5. One of our readers made a comment in a recent article about breast cancer said, "I have had breast cancer, when you are first told you have breast cancer, it's like you've just been given a death sentence. When you live it's like you've just been given a life sentence." Do you have any thoughts or advice around that?
Gillian: I never thought about my diagnosis as a death sentence and I certainly wouldn't advise women to think that but it certainly gave me a "life sentence" or at least it made me realise who and what was important in my life and changed my priorities. I was never really happy in my job and it made me do something about it, like buying Colleen's! I also spent 6 months in France, giving myself time to recuperate and process my diagnosis, emotions, faith and early menopause!!!! A diagnosis certainly catapults you into a whole new world and once I felt almost "normal" again I realised that life is about living, every moment of every day.
Jenny: Personally, I understand the shock and immediately you’re planning your funeral.
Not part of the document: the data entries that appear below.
PR #454, opened 2020-05-10
feat: add AddRolesForUser

gadelkareem:
add AddRolesForUser

### DIFF
--- a/rbac_api.go
+++ b/rbac_api.go
@@ -55,6 +55,22 @@ func (e *Enforcer) AddRoleForUser(user string, role string) (bool, error) {
 	return e.AddGroupingPolicy(user, role)
 }
 
+// AddRolesForUser adds roles for a user.
+// Returns false if the user already has the roles (aka not affected).
+func (e *Enforcer) AddRolesForUser(user string, roles []string) (bool, error) {
+    f := false
+    for _, r := range roles {
+        b, err := e.AddGroupingPolicy(user, r)
+        if err != nil {
+            return false, err
+        }
+        if b {
+            f = true
+        }
+    }
+    return f, nil
+}
+
 // DeleteRoleForUser deletes a role for a user.
 // Returns false if the user does not have the role (aka not affected).
 func (e *Enforcer) DeleteRoleForUser(user string, role string) (bool, error) {
--- a/rbac_api_test.go
+++ b/rbac_api_test.go
@@ -126,6 +126,16 @@ func TestRoleAPI(t *testing.T) {
 	testEnforce(t, e, "bob", "data2", "write", true)
 }
 
+func TestEnforcer_AddRolesForUser(t *testing.T) {
+	e, _ := NewEnforcer("examples/rbac_model.conf", "examples/rbac_policy.csv")
+
+	e.AddRolesForUser("alice", []string{"data1_admin", "data2_admin", "data3_admin"})
+	testGetRoles(t, e, "alice", []string{"data1_admin", "data2_admin", "data3_admin"})
+	testEnforce(t, e, "alice", "data1", "read", true)
+	testEnforce(t, e, "alice", "data2", "read", true)
+	testEnforce(t, e, "alice", "data2", "write", true)
+}
+
 func testGetPermissions(t *testing.T, e *Enforcer, name string, res [][]string) {
 	t.Helper()
 	myRes := e.GetPermissionsForUser(name)


rbac_api.go
```diff
@@ -55,6 +55,22 @@ func (e *Enforcer) AddRoleForUser(user string, role string) (bool, error) {
 	return e.AddGroupingPolicy(user, role)
 }
 
+// AddRolesForUser adds roles for a user.
+// Returns false if the user already has the roles (aka not affected).
+func (e *Enforcer) AddRolesForUser(user string, roles []string) (bool, error) {
+    f := false
+    for _, r := range roles {
```
nodece, line 62: Calling `AddGroupingPolicies` is better.

nodece:
@gadelkareem Please add test cases and fix CI error.

rbac_api.go
gadelkareem: How does `AddGroupingPolicies` work? what is the structure of `rules` in this case?

nodece: See `management_api_test.go` for `AddGroupingPolicies` test cases.

gadelkareem: There might be a bug in `AddGroupingPolicies` because using the code below makes the user only has one role so it looks like the policies are being overwritten somehow.

```
func (e *Enforcer) AddRolesForUser(user string, roles []string) (bool, error) {
	var rules [][]string
	for _, r := range roles {
		rules = append(rules, []string{user, r})
	}
	return e.AddGroupingPolicies(rules)
}
```

nodece: Casbin supports a user to inherit multiple roles.

hsluoyz:
@gadelkareem fix Semantic Pull Request

rbac_api.go
gadelkareem: Though `AddGroupingPolicies` does not allow adding multiple roles to the same user.

nodece: > Though `AddGroupingPolicies` does not allow adding multiple roles to the same user.

Could you point out where it is?

gadelkareem: if you use the above code on my branch you would get an error:
```
=== RUN   TestEnforcer_AddRolesForUser
2020/05/10 16:10:20 Role links for: g
2020/05/10 16:10:20 alice < data2_admin
    TestEnforcer_AddRolesForUser: rbac_api_test.go:133: Roles for  alice :  [data2_admin]
    TestEnforcer_AddRolesForUser: rbac_api_test.go:133: Roles for  alice :  [data2_admin] , supposed to be  [data1_admin data2_admin data3_admin]
```

only one role ended up added to the user which is `data2_admin`

gadelkareem:
@hsluoyz title and commit added. Not sure why it is not fixed yet.

hsluoyz:
Replace your previous commits.

rbac_api.go
nodece: You ignore the returns of `e.AddRolesForUser`. `e.AddRolesForUser("alice", []string{"data1_admin", "data2_admin", "data3_admin"})` returns `false, nil`, so you get `[data2_admin]`.

`AddGroupingPolicies ` has  atomic operation. Due to `alice` has `data2_admin` role, so cannot add `data2_admin` to `alice` and returns `false, nil`.

gadelkareem: Then using `AddGroupingPolicy` is a better  option because we need to make those the roles are added even though one of them was already added before.

nodece: > Then using `AddGroupingPolicy` is a better option because we need to make those the roles are added even though one of them was already added before.

Sounds good. 

What do you think?  @hsluoyz @GopherJ @DivyPatel9881

DivyPatel9881: > What do you think? @hsluoyz @GopherJ @DivyPatel9881

I agree.

GopherJ:
I'm not sure of users need to know one roles exist already.  If yes then probably batch operation is better. 

Also one disadvantage on this solution is: RoleLinks will be rebuilt n times instead of just one time. 

Final point, this will cause inconsistence with the design of other batch operations.

nodece:
@gadelkareem Using `AddPolicies` or `RemovePolicies` is better in batch operation. 

> Then using `AddGroupingPolicy` is a better option because we need to make sure those roles are added even though one of them was already added before.

This is good idea. @GopherJ 

We need to improve `AddPolicies` and `RemovePolicies`.

GopherJ:
@nodece  In my opinion, it may not be so easy to improve, because db adapters need to tell us how many have actually been inserted/removed.

I also would like to achieve this but the tricky part is somehow we need to know how many have exactly been inserted/removed. 

The easy way of doing this is:

Don't allow dup

The harder way of doing this is:

Db adapters should tell us how many have been inserted/removed

nodece:
@GopherJ We can extract what data should be add/remove via `has_policy` then pass the data to adapter and model.

GopherJ:
@nodece I have doubt that we can rely on `has_policy` because what happens to db adapters can be a black box

PR #463, opened 2020-05-14
fix(synced enforcer): use casbin logger

ninedraft:
Use "github.com/casbin/casbin/v2/log" instead of "log" package.
It will increase usability -- I need to use the zap logger, but synced logger prints to default logger at the same time as the std log, which can cause a race condition.

### DIFF
--- a/enforcer_synced.go
+++ b/enforcer_synced.go
@@ -15,12 +15,12 @@
 package casbin
 
 import (
-	"log"
 	"sync"
 	"time"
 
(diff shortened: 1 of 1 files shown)


nodece:
@ninedraft Please fix the CI error.

ninedraft:
@nodece done

hsluoyz:
@nodece please review.

nodece:
LGTM

Issue #439, opened 2020-04-25
merge_effect quick return?


GopherJ:
Currently if we are using effect like:

```
some(where (p_eft == allow))
```

or

```
!some(where (p_eft == deny))
```

or

```
some(where (p_eft == allow)) && !some(where (p_eft == deny))
```

there isn't any optimization (quick return) it always need to iterate the whole list of policy which is not ideal because sometimes we just need to find one match and quick return the enforcing result.

hsluoyz:
I think this idea is good.

GopherJ:
implemented in: https://github.com/casbin/casbin-rs/pull/142

DivyPatel9881:
Okay, then I will implement it for casbin-core

GopherJ:
hi @DivyPatel9881 I just found that channel's overhead is out of my imagination so I reverted the PR and made https://github.com/casbin/casbin-rs/pull/145

DivyPatel9881:
Okay, I will check this out.

GopherJ:
@DivyPatel9881 I would suggest a new interface similar to this: https://github.com/casbin/casbin-rs/blob/master/src/effector.rs

nodece:
@DivyPatel9881 Is there any progress?

DivyPatel9881:
Yes, I am on it. I have added ```EffectorStream``` interface and its corresponding default implementation as ```DefaultEffectorStream``` struct. Now just some changes have to be made in the enforcer implementation. After completion of changes in Enforcer implementation, I will be posting a PR.

nodece:
@DivyPatel9881 Thanks for your contribution. It is greatly improve performance.

nodece:
@DivyPatel9881 How is your progress?

DivyPatel9881:
Almost done. Today I will be posting a PR regarding this.

GopherJ:
I think this can be closed

PR #472, opened 2020-05-27
fix: Quick return.

DivyPatel9881:
fix: #439

### DIFF
--- a/effect/default_effector.go
+++ b/effect/default_effector.go
@@ -24,7 +24,7 @@ func NewDefaultEffector() *DefaultEffector {
 	return &e
 }
 
-func (e *DefaultEffector) NewStream(expr string, cap int) (DefaultEffectorStream) {
+func (e *DefaultEffector) NewStream(expr string, cap int) (EffectorStream) {
 	if !(cap>0) {
 		panic("cap should be greater than 0")
 	}
@@ -38,7 +38,7 @@ func (e *DefaultEffector) NewStream(expr string, cap int) (DefaultEffectorStream
 		panic("unsupported effect: " + expr)
 	}
 
-	des := DefaultEffectorStream{false, res, expr, 0, cap, make([]int, 0)}
+	des := &DefaultEffectorStream{false, res, expr, 0, cap, make([]int, 0)}
 
 	return des
 }
--- a/effect/default_effector.go
+++ b/effect/default_effector.go
@@ -14,8 +14,6 @@
 
 package effect
 
-import "errors"
-
 // DefaultEffector is default effector for Casbin.
 type DefaultEffector struct {
 }
@@ -26,55 +24,27 @@ func NewDefaultEffector() *DefaultEffector {
 	return &e
 }
 
-// MergeEffects merges all matching results collected by the enforcer into a single decision.
-func (e *DefaultEffector) MergeEffects(expr string, effects []Effect, results []float64) (bool, int, error) {
-	result := false
-	explainIndex := -1
-	if expr == "some(where (p_eft == allow))" {
-		result = false
-		for i, eft := range effects {
-			if eft == Allow {
-				result = true
-				explainIndex = i
-				break
-			}
-		}
-	} else if expr == "!some(where (p_eft == deny))" {
-		result = true
-		for i, eft := range effects {
-			if eft == Deny {
-				result = false
-				explainIndex = i
-				break
-			}
-		}
-	} else if expr == "some(where (p_eft == allow)) && !some(where (p_eft == deny))" {
-		result = false
-		for i, eft := range effects {
-			if eft == Allow {
-				result = true
-			} else if eft == Deny {
-				result = false
-				explainIndex = i
-				break
-			}
-		}
-	} else if expr == "priority(p_eft) || deny" {
-		result = false
-		for i, eft := range effects {
-			if eft != Indeterminate {
-				if eft == Allow {
-					result = true
-				} else {
-					result = false
-				}
-				explainIndex = i
-				break
-			}
-		}
-	} else {
-		return false, -1, errors.New("unsupported effect")
+func (e * DefaultEffector) NewStream(expr string, cap uint) (EffectorStream) {
+	if !(cap>0) {
+		panic("cap should be greater than 0")
 	}
 
-	return result, explainIndex, nil
+	var res bool
+	if expr=="some(where (p_eft == allow))" || expr=="some(where (p_eft == allow)) && !some(where (p_eft == deny))" || expr=="priority(p_eft) || deny" {
+		res = false
+	} else if expr=="!some(where (p_eft == deny))" {
+		res = true
+	} else {
+		panic("unsupported effect: " + expr)
+	}
+
+	var des DefaultEffectorStream
+	des.done = false
+	des.res = res
+	des.expr = expr
+	des.cap = cap
+	des.idx = 0
+	des.expl = make([]uint, 0)
+
+	return des
 }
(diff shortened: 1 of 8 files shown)


hsluoyz:

effect/default_effector.go
```diff
@@ -26,55 +24,27 @@ func NewDefaultEffector() *DefaultEffector {
...
+	} else if expr=="!some(where (p_eft == deny))" {
+		res = true
 	} else {
-		return false, -1, errors.New("unsupported effect")
+		panic("unsupported effect: " + expr)
 	}
 
-	return result, explainIndex, nil
-}
+	des := DefaultEffectorStream{}
```
GopherJ, line 41: can we initialize it directly so that the syntax looks better. I mean:

```
DefaultEffectorStream {
...
}
```

effect/default_effector_stream.go
```diff
@@ -0,0 +1,82 @@
+package effect
+
+// DefaultEffectorStream is the default implementation of interface EffectorStream.
+type DefaultEffectorStream struct {
+	done bool
+	res bool
+	expr string
+	idx int
+	cap int
+	expl int
```
GopherJ, line 10: expl should be a slice because we can have multiple hitted policy for effect: `some(where (p_eft == allow)) && !some(where (p_eft == deny))` etc

GopherJ:
Otherwise it's fine for me. Ping @nodece to have a look.

Also please fix: https://codeclimate.com/github/casbin/casbin/pull/472

UnderTreeTech:
@DivyPatel9881 @GopherJ I suggest link a new benchmark report to compare with performance of preview versions.

DivyPatel9881:
I have fixed most of the issues pointed out by ```codeclimate``` just one issue to be fixed, which literally beyond fixing. I think it's ready to go. @nodece waiting for your review.

DivyPatel9881:
I have fixed most of the issues pointed out by ```codeclimate``` just one issue left to be fixed, which is literally beyond fixing. I think it's ready to go. @nodece  waiting for your review.

DivyPatel9881:
> @DivyPatel9881 @GopherJ I suggest link a new benchmark report to compare with the performance of preview versions.

Okay, nice suggestion @UnderTreeTech can you guide me on how should I benchmark the code, haven't really done before. Your inputs are totally welcome.

effect/effector_stream.go
```diff
@@ -0,0 +1,8 @@
+package effect
+
+// EffectorStream is the interface for effector stream.
+type EffectorStream interface {
+	Next() bool
```
nodece, line 5: Using `Current() bool` for keep same design as `casbin-rs`.

go.sum
```diff
@@ -1,2 +1,3 @@
 github.com/Knetic/govaluate v3.0.1-0.20171022003610-9aa49832a739+incompatible h1:1G1pk05UrOh0NlF1oeaaix1x8XzrfjIDK47TY0Zehcw=
 github.com/Knetic/govaluate v3.0.1-0.20171022003610-9aa49832a739+incompatible/go.mod h1:r7JcOSlj0wfOMncg0iLm8Leh48TZaKVeNIfJntJ2wa0=
+github.com/casbin/casbin v1.9.1 h1:ucjbS5zTrmSLtH4XogqOG920Poe6QatdXtz1FEbApeM=
```
nodece, line 3: Why add the casbin v1.9.1?

effect/default_effector.go
```diff
@@ -26,55 +24,21 @@ func NewDefaultEffector() *DefaultEffector {
...
-				if eft == Allow {
-					result = true
-				} else {
-					result = false
-				}
-				explainIndex = i
-				break
-			}
-		}
+func (e *DefaultEffector) NewStream(expr string, cap int) (DefaultEffectorStream) {
```
nodece, line 27: It must returns `EffectorStream` interface.  @hsluoyz Should we avoid using `painc` ?

effect/effector.go
```diff
@@ -26,6 +26,5 @@ const (
 
 // Effector is the interface for Casbin effectors.
 type Effector interface {
-	// MergeEffects merges all matching results collected by the enforcer into a single decision.
-	MergeEffects(expr string, effects []Effect, results []float64) (bool, int, error)
+	NewStream(expr string, cap int) (DefaultEffectorStream)
```
nodece, line 29: Must `EffectorStream` interface.

enforcer.go
```diff
@@ -460,44 +466,33 @@ func (e *Enforcer) enforce(matcher string, explains *[]string, rvals ...interfac
...
-					policyEffects[i] = effect.Indeterminate
+					eft = effect.Indeterminate
 				}
 			} else {
-				policyEffects[i] = effect.Allow
+				eft = effect.Allow
 			}
 
-			if e.model["e"]["e"].Value == "priority(p_eft) || deny" {
+			if eftStream.PushEffect(eft) {
```
nodece, line 491: A good suggestion is to record the current policy  to `explains ` when PushEffect returns `res == true && done == true`.

DivyPatel9881: I think it won't affect the performance anyways.

effect/default_effector_stream.go
```diff
@@ -0,0 +1,69 @@
...
+}
+
+func (s *DefaultEffectorStream) Next() bool {
+	if !s.done {
+		panic("done should be true")
+	}
+	return s.res
+}
+
+func (s *DefaultEffectorStream) Explain() []int {
```
nodece, line 26: Sorry, I missed the Explain. There should be only one policy that affects enforce result.

What do you think @DivyPatel9881 ?

When `res == true && done ==true` set the hit policy index to `expl`. `Explain` returns the index then.

GopherJ: @nodece  `some(where (p_eft == allow)) && !some(where (p_eft == deny))` can have multiple policies hitted

hsluoyz:
@nodece @DivyPatel9881 this PR causes breaking change. And based on semver, we have to release v3. But releasing v3 means to update all Casbin source code and even our users' import paths from v2 to v3, which is a disaster and unacceptable. See some discussions here: https://github.com/casbin/casbin/pull/478#issuecomment-637897434

Do you have a good way to avoid the import path update disaster? If not, I have to revert this PR.

hsluoyz:
This PR is reverted for now.

DivyPatel9881:
I think of no solution to this, it's like if you want to work with upgraded version update your workflow or software. And I think its kind of good, if they really want those feature which was added in v3, then only update, otherwise work with v2, as it will overburden your software with unwanted stuff. These problems are common when a specific repository is a kind of under breaking changes or under-development.

DivyPatel9881:
This won't be a problem when casbin-core has attained a certain level.

nodece:
Rename `github.com/casbin/casbin/v2/path` to `github.com/casbin/casbin/v2/path` looks ugly in git workflow, but currently is best way :(

hsluoyz:
Let's wait for Go team's response first: https://github.com/golang/go/issues/39376

divy9881:
@hsluoyz have you merged the commits of this PR, with the master

hsluoyz:
@divy9881 No. I removed the commits in this PR via git rewrite.

hsluoyz:
We need to implement it in a way that doesn't cause break change.

divy9881:
How do you propose to do so? : )

hsluoyz:
@nodece do you know such a way?

nodece:
I don't have anything way. It seems that only `github.com/casbin/casbin/v3` can be published.

PR #475, opened 2020-05-30
feat: Support pattern function in 3rd args of g

dovics:
This commit not only supports pattern function in 3rd args of g, but also can be used in policy, such as

```
p, data1_admin, *, data1, read
p, data1_admin, *, data1, write

g, alice, data1_admin, domain1
```

### DIFF
--- a/rbac/default-role-manager/role_manager.go
+++ b/rbac/default-role-manager/role_manager.go
@@ -23,23 +23,30 @@ import (
 	"github.com/casbin/casbin/v2/rbac"
 )
 
+const defaultDomain string = "casbin::default"
+const tempDomain string = "casbin::temp"
+
 type MatchingFunc func(arg1, arg2 string) bool
 
 // RoleManager provides a default implementation for the RoleManager interface
 type RoleManager struct {
-	allRoles          *sync.Map
-	maxHierarchyLevel int
-	hasPattern        bool
-	matchingFunc      MatchingFunc
+	allRoles           map[string]*sync.Map
+	maxHierarchyLevel  int
+	hasPattern         bool
+	matchingFunc       MatchingFunc
+	hasDomainPattern   bool
+	domainMatchingFunc MatchingFunc
 }
 
 // NewRoleManager is the constructor for creating an instance of the
 // default RoleManager implementation.
 func NewRoleManager(maxHierarchyLevel int) rbac.RoleManager {
 	rm := RoleManager{}
-	rm.allRoles = &sync.Map{}
+	rm.allRoles = make(map[string]*sync.Map)
+	rm.allRoles[defaultDomain] = &sync.Map{}
 	rm.maxHierarchyLevel = maxHierarchyLevel
 	rm.hasPattern = false
+	rm.hasDomainPattern = false
 
 	return &rm
 }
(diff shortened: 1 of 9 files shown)


dovics:
Looks like there are still some problems, I will fix it immediately

hsluoyz:
@dovics I think `p, data1_admin, *, data1, read` is not needed to support. We actually have keyMatch() and regexMatch() to support such requirements. Supporting * natively will only make things ambigious.

dovics:
> @dovics I think `p, data1_admin, *, data1, read` is not needed to support. We actually have keyMatch() and regexMatch() to support such requirements. Supporting * natively will only make things ambigious.

It may be that I am not expressing clearly enough, what I mean here is that we can use pattern in policy.domain，Otherwise the user needs to write

```
p, data1_admin, domain1, data1, read
p, data1_admin, domain1, data1, write
p, data1_admin, domain2, data1,read
p, data1_admin, domain2, data1, write

p, alice, data_admin1, domian1
```

The `*` can be replaced by any pattern string

nodece:
@dovics Can we only use the `AddMatchingFunc` to support pattern?

hsluoyz:
@dovics OK. I understood it now. But how to know which is `dom`? What about `p, *, data1_admin, data1, read`? Or you only recognize it from model: `p = sub, dom, obj, act`'s `dom`?

dovics:
> @dovics OK. I understood it now. But how to know which is `dom`? What about `p, *, data1_admin, data1, read`? Or you only recognize it from model: `p = sub, dom, obj, act`'s `dom`?

@hsluoyz  the matcher is 
```
g(r.sub, p.sub, r.dom) && globMatch(r.dom, p.dom) && r.obj == p.obj && r.act == p.act 
```
The data in memory is like this
```
domain1: data1_admin -> domian1: alice
```
The key to being able to write like this is `globMatch(r.dom, p.dom)`.If there is no this pr, we can write this too.  But this is not pointed out in the doc

dovics:
> @dovics Can we only use the `AddMatchingFunc` to support pattern?

I merged the two functions in the new commit

rbac/default-role-manager/role_manager.go
```diff
@@ -40,40 +41,57 @@ func NewRoleManager(maxHierarchyLevel int) rbac.RoleManager {
...
 
 // e.BuildRoleLinks must be called after AddMatchingFunc().
 //
 // example: e.GetRoleManager().(*defaultrolemanager.RoleManager).AddMatchingFunc('matcher', util.KeyMatch)
-func (rm *RoleManager) AddMatchingFunc(name string, fn MatchingFunc) {
-	rm.hasPattern = true
-	rm.matchingFunc = fn
+// If need to add Matchingfunc to the domain, add true at the end.
+// example: e.GetRoleManager().(*defaultrolemanager.RoleManager).AddMatchingFunc('matcher', util.KeyMatch, true)
+func (rm *RoleManager) AddMatchingFunc(name string, fn MatchingFunc, forDomain ...bool) error {
```
nodece, line 53: I don't want to add new parameters, but I'm not sure can we support all the args of g at the same time.

GopherJ:
can we do every thing in `AddLink` function?

dovics:
@GopherJ 
Let me first state my implementation
If call `HasLink(alice, admin, domain1)` We will get the following relationship
```
domain1::admin
       |
    *::admin
       |
    *::alice
       |
domain1:alice
```
but I just need one matchFunc, and It is easy to support case 3
```
domain1::book_admin
       |
  *::book_admin
       |
  *::/book/:id
       |
domain::/book/1
```

I added a new function to support it

In addition, I removed the part about `p, data1_admin, *, data1, read` in the unit test and examples

rbac/default-role-manager/role_manager.go
dovics: It is not yet to support the 2nd parameter, but the 1st and 3rd can be used at the same time, through the new commit

dovics: What do you think this API should be, domain and sub/obj may be different matching function, we must add them apart

nodece: Sorry @dovics , I made the wrong decision. You are right, we must use different matching function for each args.

nodece:
> Do you really think we have to deal with it in createRole()?

 @dovics  Because our previous design can't meet the current feature, so you don't have to follow the current design.

GopherJ:
@nodece @dovics 

Since I'm afraid of having bad bench on pattern(because we always need to iterate over all). I'm thinking if we can change all_roles' structure.

Here some of my thoughts
image

nodece:
I'm worried about that, too.  Your idea looks good.

dovics:
@GopherJ I think It's a good idea, but I still have a little question 

>  if a domain is a pattern domain (eg. *). we clone its graph's reference to matched domain.

if we create the matched domain first, and then create pattern domain,  we couldn't clone the pattern domain's graph to matched domain, so we still need create the pattern domain first, and then merge the two graph to matched domain.

so I think the general step should be
1. Find the domain that not use matching func
2. Add the link,
3. Find the mathced domain or pattern domain, Merge the pattern domain's graph and the matched domain's graph, and store it to the matched domain

If I'm missing something, please point it out

GopherJ:
@dovics I have been exploring my solution for a while but I didn't succeed to find a simple way to merge two graphs. simple and efficient.

dovics:
@GopherJ I don't see a good enough way either, but I think we could use the worst way to add link one by one to the new graph, which is still more efficient than this implementation. I'm going to implement the current idea what you say now, and then take longer to think of a good enough solution

hsluoyz:
@dovics @nodece please update this exciting change to our docs: https://casbin.org/docs/en/rbac#use-pattern-matching-in-rbac

nodece:
@hsluoyz  I have a PR for the feature here: https://github.com/casbin/casbin-website/pull/102

hsluoyz:
@nodece awesome!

You learn it’s a word and you can still live a great life.
6. What else would you like to share with our readers?
Gillian: I am passionate about showing women the choice they have in mastectomy bras and other pocketed wear and how a properly fitted bra and breast form can restore confidence and show women that they can still wear the same clothes as before. I love seeing the difference a first fitting makes to a woman's self esteem and hearing comments like "I feel "normal" again.
Jenny: Knowing your product is so important as a fitter, we fit a lot of women into Trulife bras because so many women prefer a non underwire bra. We service a large area for breast forms and mastectomy bras such as Horsham, Ararat, Hamilton and South Australia, we love being able to accommodate and help these women and like to offer them an experience.